Enrico Marone, porta-voz do Greenpeace Brasil sobre Oceanos, que participou do encontro na capital jamaicana, explica que, se forem permitidas as atividades econômicas deste setor, máquinas gigantescas, que pesam mais do que uma baleia azul, chegarão ao fundo dos oceanos destruindo um bioma extremamente sensível e ainda intocado.

“A poluição sonora e luminosa gerada pela mineração também pode afetar as criaturas marinhas. As baleias, por exemplo, usam o som como principal meio de comunicação e detecção no oceano e podem ser impactadas pela perturbação sonora causada pelas máquinas”, conta.

Quem está contra e quem é a favor?

Quase 200 países, incluindo Suíça, Espanha e Alemanha, estão pedindo uma pausa ou suspensão na prática devido a preocupações ambientais.

Na semana passada, o Brasil se posicionou, durante a conferência, a favor de uma pausa preventiva de 10 anos. Junto com ele, Canadá, Finlândia e Portugal engrossaram o coro. Empresas como BMW e Volvo também apoiam uma moratória. AP

Mas nem todos os governos se opõem abertamente à prática.

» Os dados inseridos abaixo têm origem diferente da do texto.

PR #1858, opened 2025-06-17
PPF-385 Change when the permissions for UiTPAS are created, do it after keycloak

grubolsch:
### Changed
- Changes when UiTPAS permissions are set for an integration.
Instead of doing it after `IntegrationCreated`, the permissions are now added only after the corresponding Keycloak client has been successfully created. This guarantees that Keycloak is fully ready before UiTPAS calls are made, because on the servers these calls are processed async. 

---
Ticket: https://jira.uitdatabank.be/browse/PPF-385

### DIFF
--- a/app/Keycloak/Repositories/EloquentKeycloakClientRepository.php
+++ b/app/Keycloak/Repositories/EloquentKeycloakClientRepository.php
@@ -7,7 +7,6 @@ namespace App\Keycloak\Repositories;
 use App\Domain\Integrations\Environment;
 use App\Domain\Integrations\Environments;
 use App\Keycloak\Client;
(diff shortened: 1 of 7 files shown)


app/Keycloak/Repositories/EloquentKeycloakClientRepository.php
```diff
@@ -38,6 +39,8 @@ public function create(Client ...$clients): void
                             'realm' => $this->realms->getRealmByEnvironment($client->environment)->publicName,
                         ]
                     );
+
+                ClientCreated::dispatch($client->id);
```
LucWollants, line 43: If you do this for every single Client in this loop, then I would move it to the model class.

PR #1859, opened 2025-06-18
PPF-670 Approve reject new udb3 organizer request

grubolsch:
### Added
- Added a status field for UdbOrganizer
- Add 2 actions for the organizer, to approve or reject an request.
- Add UiTPAS permissions to accepted organizers

### Changed
- Can no longer delete UdbOrganizer in the ui, need to be rejected for deletion.

---
Ticket: https://jira.uitdatabank.be/browse/PPF-670


app/Domain/Integrations/UdbOrganizer.php
```diff
@@ -11,7 +11,18 @@
     public function __construct(
         public UuidInterface $id,
         public UuidInterface $integrationId,
-        public string $organizerId
+        public string $organizerId,
+        public UdbOrganizerStatus $status = UdbOrganizerStatus::Pending,
```
LucWollants, line 15: This shouldn't be part of the default constructor, see `Integration::withKeyVisibility`

app/Domain/Integrations/Repositories/EloquentUdbOrganizerRepository.php
```diff
@@ -30,6 +31,21 @@ public function createInBulk(UdbOrganizers $organizers): void
         });
     }
 
+    public function save(UdbOrganizer $organizer): void
+    {
+        UdbOrganizerModel::query()->updateOrCreate(
```
LucWollants, line 36: Do we need an `updateOrCreate`? Can't we just use an `updateStatus`?

app/Nova/Actions/ActivateUdbOrganizer.php
```diff
@@ -0,0 +1,41 @@
...
+    public function __construct(
+        private readonly Dispatcher $dispatcher,
+        private readonly ActivateUiTPASClientHandler $listener,
+    ) {
+    }
+
+    public function handle(ActionFields $fields, Collection $udbOrganizers): void
+    {
+        foreach ($udbOrganizers as $udbOrganizer) {
+            if (!$udbOrganizer instanceof UdbOrganizerModel) {
```
LucWollants, line 34: This should never happen. If this were to happen, then we need to fix it.

app/UiTPAS/Jobs/ActivateUiTPASClientHandler.php
```diff
@@ -0,0 +1,42 @@
...
+use Illuminate\Contracts\Queue\ShouldQueue;
+
+final class ActivateUiTPASClientHandler implements ShouldQueue
+{
+    use Queueable;
+
+    public function __construct(
+        private readonly UdbOrganizerRepository $udbOrganizerRepository,
+        private readonly IntegrationRepository $integrationRepository,
+        private readonly UiTPASApiInterface $api,
```
LucWollants, line 22: I would make the name of the property more explicit

config/uitpas.php
```diff
@@ -15,7 +15,7 @@
     ],
     'prod' => [
         'api_endpoint' => env('UITPAS_PROD_ENDPOINT', ''),
-        'oath_token_url' => env('UITPAS_PROD_OATH_TOKEN_URL', ''),
+        'oath_token_url' => env('UITPAS_PROD_OAUTH_TOKEN_URL', ''),
```
LucWollants, line 18: There is still a typo here `oath_token_url`

app/Domain/Integrations/UdbOrganizer.php
grubolsch: I am happy to change it but can you explain a little bit why?
I considered your approach, but I went with a default value because this lowers the amount of files/code I have to change, because this object is created in 15 different places.

app/Nova/Actions/ActivateUdbOrganizer.php
grubolsch: I agree this should never happen, and probably never will.
The reason I write code like this is twofold:
- Just pure defensive programming
- This helps the IDE understand the type of `$udbOrganizer`,  without using docblocks. 

I would prefer to keep these types of statements.

LucWollants: The side effect of this defensive style is that errors go unnoticed. To help the IDE understand the type of the Collection, you can also typehint that.

app/Nova/Actions/RejectUdbOrganizer.php
```diff
@@ -0,0 +1,34 @@
...
+    public function __construct(
+        private readonly UdbOrganizerRepository $udbOrganizerRepository
+    ) {
+    }
+
+    public function handle(ActionFields $fields, Collection $udbOrganizers): void
+    {
+        /** @var UdbOrganizerModel $udbOrganizer */
+        foreach ($udbOrganizers as $udbOrganizer) {
+            $this->udbOrganizerRepository->delete($udbOrganizer->toDomain());
```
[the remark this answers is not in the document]
grubolsch: I discussed this with Jean-Marie, and we opted to just delete it, mainly because currently you cannot re-request an organisation because of a unique key constraint on `organisator_id` and `integration_id`.
You can also not give a reason for the rejection, so the requester would not get much info out of the rejection.
He will however in the future get an automatic email to inform him his request was denied.

In practice, rejections are rare, and when they occur Manon often contacts them anyway with an explanation, and advice how to re-apply.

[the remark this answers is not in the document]
LucWollants: Ok clear! Thanks for explaining this.

I wonder if we should not just keep the delete action, and a side effect of this delete will be the removal of the permissions? Keep in mind that a reject or delete will only remove the organizer from the publiq-platform database but won't remove any permissions. So the integrator can still use the organizer as is.

app/Nova/Actions/ActivateUdbOrganizer.php
grubolsch: There is no error in this case breaking the code? Because I handled it with the if.
How would you typehint this without a docblock?

LucWollants: I said that coding errors would go unnoticed, not that it would result in errors. If, for some reason, the provided collection does not contain elements of type `UdbOrganizerModel`, there won't be a crash. But the result would be that organizers don't get activated. You obscure the flow of the code.

LucWollants: Also, this is code deep inside a domain layer we fully control. This is not something a user has entered and needs extra validation. In fully typed languages with generics this would fail when calling the method, in PHP this will fail when the method is executing.

LucWollants: But fine if you want to keep it.

app/Nova/Actions/RejectUdbOrganizer.php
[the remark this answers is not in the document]
grubolsch: I personally really like the explicitness of the approval / reject flow, and would find it strange if there was only an approval action, without rejection.
That being said, I am not against also providing the delete action.
if I understand you correctly you then would want the extra feature of removing all permissions for accepted organizers? I am happy to do that, but maybe in an seperate pr/ticket because this is a new feature?

app/UiTPAS/Jobs/ActivateUiTPASClientHandler.php
grubolsch: class does not exist anymore, moved to ActivateUdbOrganizer, where I renamed the param

app/Domain/Integrations/UdbOrganizer.php
grubolsch: After slack discussion, we agreed on making it required.

app/UiTPAS/UiTPASServiceProvider.php
```diff
@@ -72,8 +73,8 @@ public function register(): void
             );
         });
 
-        $this->app->singleton(ActivateUiTPASClientHandler::class, function () {
-            return new ActivateUiTPASClientHandler(
+        $this->app->singleton(ActivateUdbOrganizer::class, function () {
+            return new ActivateUdbOrganizer(
```
LucWollants, line 76: I don't think we need to register Nova actions?

grubolsch: In this case we do to resolve ` ClientCredentialsContextFactory::getUitIdProdContext()`, there is also a test context.

app/Domain/Integrations/Repositories/EloquentUdbOrganizerRepository.php
```diff
@@ -30,6 +32,16 @@ public function createInBulk(UdbOrganizers $organizers): void
         });
     }
 
+    public function updateStatus(string $organizerId, UdbOrganizerStatus $newStatus): void
```
LucWollants, line 35: Should the `organizerId` be typed on `UuidInterface`?

app/UiTPAS/UiTPASServiceProvider.php
```diff
@@ -71,6 +72,15 @@ public function register(): void
...
+                $this->app->get(UdbOrganizerRepository::class),
+                $this->app->get(IntegrationRepository::class),
+                $this->app->get(UiTPASApiInterface::class),
+                ClientCredentialsContextFactory::getUitIdProdContext(),
+            );
+        });
+
         if (!config(UiTPASConfig::AUTOMATIC_PERMISSIONS_ENABLED->value)) {
```
LucWollants, line 84: This is a very weird approach to disable `bootstrapEventHandling`

grubolsch: I assume you want the if inside the function? I will move it

LucWollants (approved):
I already approved. There was only one minor remark left, see https://github.com/cultuurnet/publiq-platform/pull/1859#discussion_r2161900111

PR #522, opened 2024-10-28
CurlHandle: fix error message handling 

madsbk:
When building with conda, the `__FILE__` macro will contain the (long) conda build path. At install time, this is replaced by the actual path, which may be shorter. Any extra characters are replaced by `\0`.

The extra `\0` is problematic if `CurlHandle` later throws an exception to Cython since while converting the exception to Python, Cython might truncate the error message.

### DIFF
--- a/cpp/include/kvikio/shim/libcurl.hpp
+++ b/cpp/include/kvikio/shim/libcurl.hpp
@@ -150,7 +150,7 @@ class CurlHandle {
   /**
    * @brief Construct a new curl handle.
    *
-   * Typically, do not use this directly instead use the `create_curl_handle()` macro.
+   * Typically, do not call this directly instead use the `create_curl_handle()` macro.
    *
    * @param handle An unused curl easy handle pointer, which is retained on destruction.
    * @param source_file Path of source file of the caller (for error messages).
@@ -166,6 +166,7 @@ class CurlHandle {
     setopt(CURLOPT_NOSIGNAL, 1L);
 
     // We always set CURLOPT_ERRORBUFFER to get better error messages.
+    _errbuf[0] = 0;  // Set the error buffer as empty.
     setopt(CURLOPT_ERRORBUFFER, _errbuf);
 
     // Make curl_easy_perform() fail when receiving HTTP code errors.
@@ -216,7 +217,7 @@ class CurlHandle {
     // Perform the curl operation and check for errors.
     CURLcode err = curl_easy_perform(handle());
     if (err != CURLE_OK) {
-      std::string msg(_errbuf);
+      std::string msg(_errbuf);  // We can do this because we always initialize `_errbuf` as empty.
       std::stringstream ss;
       ss << "curl_easy_perform() error near " << _source_file << ":" << _source_line;
       if (msg.empty()) {
--- a/cpp/include/kvikio/shim/libcurl.hpp
+++ b/cpp/include/kvikio/shim/libcurl.hpp
@@ -265,7 +265,7 @@ namespace detail {
  *
  * [1] <https://docs.conda.io/projects/conda-build/en/latest/resources/make-relocatable.html>
  */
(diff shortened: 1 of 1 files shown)


wence-:
Can you add a description of what you observed is the problematic thing this is fixing please?

cpp/include/kvikio/shim/libcurl.hpp
```diff
@@ -249,12 +250,31 @@ class CurlHandle {
   }
 };
 
+namespace detail {
+/**
+ * @brief Fix Conda's manipulation of __FILE__.
+ *
+ * Conda manipulate the path information in its shared libraries with the results that the C macro
```
wence-, line 257:
```suggestion
 * Conda manipulates the path information in its shared libraries with the results that the C macro
```

Add link to the relevant conda docs? https://docs.conda.io/projects/conda-build/en/latest/resources/make-relocatable.html

cpp/include/kvikio/shim/libcurl.hpp
```diff
@@ -249,12 +250,31 @@ class CurlHandle {
...
+ * `__FILE__` might contain trailing `\0` chars. Normally, this isn't a problem because `__FILE__`
+ * is a `const char*` that are terminated by the first encounter of `\0`. However, when creating a
+ * `std::string` from a `char*`, the compiler might optimize the code such that the `std::string`
+ * is created from the full size of `__FILE__` including the trailing `\0` chars.
+ */
+__attribute__((optnone)) inline std::string fix_conda_file_path_hack(std::string filename)
```
wence-, line 263: *issue*: I think we should explicitly request `noinline` rather than hoping that `optnone` will ensure the function is not inlined.


```suggestion
__attribute__((noinline)) inline std::string fix_conda_file_path_hack(std::string filename)
```

wence- (changes requested):

cpp/include/kvikio/shim/libcurl.hpp
pentschev: I think we can do both, no?

```
__attribute__((optnone)) __attribute__((noinline)) std::string fix_conda_file_path_hack(std::string filename)
```

pentschev: Interesting, somehow it's not in GCC's but it's in Clang's saying it's available in GNU (I assume GCC): https://clang.llvm.org/docs/AttributeReference.html#optnone

pentschev: Maybe it should be `__attribute__((optimize(0)))` instead?

pentschev (approved):
If https://github.com/rapidsai/kvikio/pull/522/commits/a68b9aa3b209d1f3839e2dcd1771488c75522c5b works then this is probably good as is. However, as [@wence- pointed out `optnone` is not documented in GCC](https://github.com/rapidsai/kvikio/pull/522#discussion_r1820694814) and perhaps might require something different [such as `optimize(0)`](https://github.com/rapidsai/kvikio/pull/522#discussion_r1820694814).

cpp/include/kvikio/shim/libcurl.hpp
madsbk: > Maybe it should be `__attribute__((optimize(0)))` instead?

Does clang support `optimize(0)` ?

pentschev: `optimize` is undocumented in Clang. 🤣 

I guess you'll either have to risk leaving `optnone` or do some compiler checking.

madsbk: Heh, lovely :)

madsbk: Let's see if `__attribute__((noinline))` is enough

wence- (approved):

madsbk:
@wence- @pentschev, thanks for the help debugging this!

Issue #512, opened 2024-10-23
Adjust wheel build tags appropriately for new built component


vyasr:
With the addition of curl to the build, the libkvikio wheels now have a compiled component. They are not being run through auditwheel, though, and I'm not sure auditwheel would even detect this as a valid wheel to audit because libcurl is built as a static library so there are no DSOs in the wheel. The problem is that the libkvikio wheels are now being shipped with `linux` rather than `manylinux` tags, so they won't be as portable as we need them to be. A bigger problem is that the libcurl archive may not be portable anyway if it embeds any noncompliant symbols, but we have no easy way to check that without running auditwheel. I think what we really want is for curl to only be built as part of the C++ interface (i.e. when the Python build or some other consumer like libcudf finds the C++), not as part of the C++ build.

vyasr:
This was resolved in #527 by compiling and shipping a shared library for libkvikio and statically linking libcurl into that while hiding its symbols so that we would stop shipping libcurl.

PR #527, opened 2024-10-30
Build KvikIO as a shared library

madsbk:
Moving libcurl dependent functions to `remote_handle.cpp` (let's move the rest in a follow up PR) and setup building `libkvikio.so`.

### Background 

Now that KvikIO has evolved into a standalone IO library that works without cuFile and CUDA, I think it makes sense to move to a shared library. Originally, KvikIO was a very thin wrapper around cuFile, which is why we decided to keep it header-only (not because of templates). 

**Pros**:
  - Enables us to statically compile libcurl into `libkvikio.so`. 
    * Required by our wheels. If we don’t do this, we will have to find another solution to https://github.com/rapidsai/kvikio/issues/512 
  - Avoid having to compile libcurl in downstream projects. Currently, cudf must compile libcurl in every build. 
  - Reduce compile time in CI, both for KvikIO and downstream projects. 
  - Ease development by not having to rebuild downstream projects like cudf every time KvikIO is modified. 

**Cons**: 
 - Projects cannot vendoring KvikIO as a header-only project. As far as we know, nobody does this.


cpp/include/kvikio/shim/utils.hpp
```diff
@@ -24,11 +24,10 @@
 namespace kvikio {
 
 // Macros used for defining symbol visibility.
-// Since KvikIO is header-only, we rely on the linker to disambiguate inline functions
-// and static methods that have (or return) static references. To do this, the relevant
-// function/method must have `__attribute__((visibility("default")))`. If not, then if
-// KvikIO is used in two different DSOs, the function will appear twice, and there will
-// be two static objects.
+// Since KvikIO declare global default values in headers, we rely on the linker to disambiguate
```
bdice, line 27:
```suggestion
// Since KvikIO declares global default values in headers, we rely on the linker to disambiguate
```

cpp/CMakeLists.txt
```diff
@@ -35,14 +35,23 @@ rapids_cmake_write_version_file(include/kvikio/version_config.hpp)
 # Set a default build type if none was specified
 rapids_cmake_build_type(Release)
 
-# build options
-option(KvikIO_REMOTE_SUPPORT "Configure CMake to build with remote IO support" ON)
+# ##################################################################################################
```
bdice, line 38: These comment blocks are super long and the lengths of the `---` aren't the same length as the `###`. Can we keep this to ~72 chars instead of ~100?

bdice (commented):
This seems mostly right to me. I have a couple pieces of feedback and I noticed CI is not running. It gave an error on the last commit.

```

Invalid workflow file: .github/workflows/pr.yaml#L78
The workflow is not valid. .github/workflows/pr.yaml (Line: 78, Col: 11): Input shared_actions_repo is required, but not provided while calling. .github/workflows/pr.yaml (Line: 78, Col: 11): Input shared_actions_ref is required, but not provided while calling.
```
https://github.com/rapidsai/kvikio/actions/runs/11667562812

bdice:
> I noticed CI is not running. It gave an error on the last commit.

This was due to an unexpected merge of https://github.com/rapidsai/shared-workflows/pull/257, which should be corrected by https://github.com/rapidsai/shared-workflows/pull/258. cc: @msarahan

AyodeAwe:
> This was due to an unexpected merge of [rapidsai/shared-workflows#257](https://github.com/rapidsai/shared-workflows/pull/257), which should be corrected by [rapidsai/shared-workflows#258](https://github.com/rapidsai/shared-workflows/pull/258). cc: @msarahan

@bdice perhaps a typo but [rapidsai/shared-workflows#257](https://github.com/rapidsai/shared-workflows/pull/257) at this time hasn't been merged.

bdice:
> > This was due to an unexpected merge of [rapidsai/shared-workflows#257](https://github.com/rapidsai/shared-workflows/pull/257), which should be corrected by [rapidsai/shared-workflows#258](https://github.com/rapidsai/shared-workflows/pull/258). cc: @msarahan
> 
> @bdice perhaps a typo but [rapidsai/shared-workflows#257](https://github.com/rapidsai/shared-workflows/pull/257) at this time hasn't been merged.

Sorry, I meant https://github.com/rapidsai/shared-workflows/pull/247.

cpp/CMakeLists.txt
madsbk: The 100 width of the comment blocks are forced by the cmake style, which adds `=` until the width is 100. I have fixed the `----` length to match. 
I think we need a style update  in a separate PR.

cpp/CMakeLists.txt
```diff
@@ -55,99 +64,95 @@ if(KvikIO_REMOTE_SUPPORT)
...
-    target_compile_definitions(
-      kvikio INTERFACE $<BUILD_LOCAL_INTERFACE:KVIKIO_CUFILE_STREAM_API_FOUND>
-    )
-  endif()
-endif()
+# To avoid symbol conflicts when statically linking to libcurl.a (see get_libcurl.cmake) and its
+# dependency OpenSSL, we exclude them when building libkvikio.so. This way, libkvikio.so will not
+# expose any OpenSSL symbols that could conflict with downstream users like CPython that also links
+# to (another version of) OpenSSL.
+target_link_options(kvikio PRIVATE "-Wl,--exclude-libs,ALL")
```
robertmaynard, line 117:
```suggestion
target_link_options(kvikio PRIVATE "LINKER:--exclude-libs,ALL")
```
Allow CMake to convert `LINKER:` to `-Wl,` or `-Xlinker` depending on the compiler toolchain used

robertmaynard (changes requested):

madsbk:
@robertmaynard, do you have anything else?

robertmaynard (approved):

vyasr (approved):
Looks good. I checked everything, but not exactly with a fine-toothed comb since we'll be testing this very quickly in the downstream PRs anyway.

madsbk:
@bdice do you have anything?

bdice (approved):
Approving. I previously looked at everything, and now approve based on the diff since my last look.

madsbk:
Thanks all. With this merged, we need to update cudf asap: https://github.com/rapidsai/cudf/pull/17239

A ISA já emitiu 31 contratos de exploração para empresas que desejam pesquisar o oceano profundo, e estes foram patrocinados por 14 países, incluindo China, Rússia, Índia, Reino Unido, França e Japão. BBC

Vale dizer: a ISA só supervisiona águas internacionais – os países são livres para realizar a exploração em suas águas nacionais.

No mês passado, a Noruega abriu 280 mil quilômetros quadrados em áreas nos mares da Groenlândia, Noruega e Barents para que empresas de mineração solicitem licenças.

Um estudo norueguês diz ter encontrado uma quantidade “substancial” de cobre e metais de terras raras, incluindo cerca de 38 milhões de toneladas de cobre, quase o dobro do volume extraído globalmente a cada ano.